How to complete this task | Give the number of lines in the material below where the word "driver" shows up, without anything else.

Source material |
PR #5834, opened 2022-12-15
fix(oracle-driver): wrong config setup

fech-dev:

This PR fixes the Oracle DB connection problem with the ` ORA-24415 Missing or null username` error.


paveltiunov:
Hey @fech-dev ! Nice catch! I guess it'd be better to close the connection in `finally` block. Also would love it if you could add a smoke test for the Oracle driver. Here's an example: https://github.com/cube-js/cube.js/blob/master/packages/cubejs-testing/test/smoke-materialize.test.ts.

ovr:
Hello @fetch-dev,

I am going to close this PR in favour of https://github.com/cube-js/cube.js/pull/5469.

Fixed & released in [v0.31.65](https://github.com/cube-js/cube.js/releases/tag/v0.31.65)

Thanks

The completed task | 2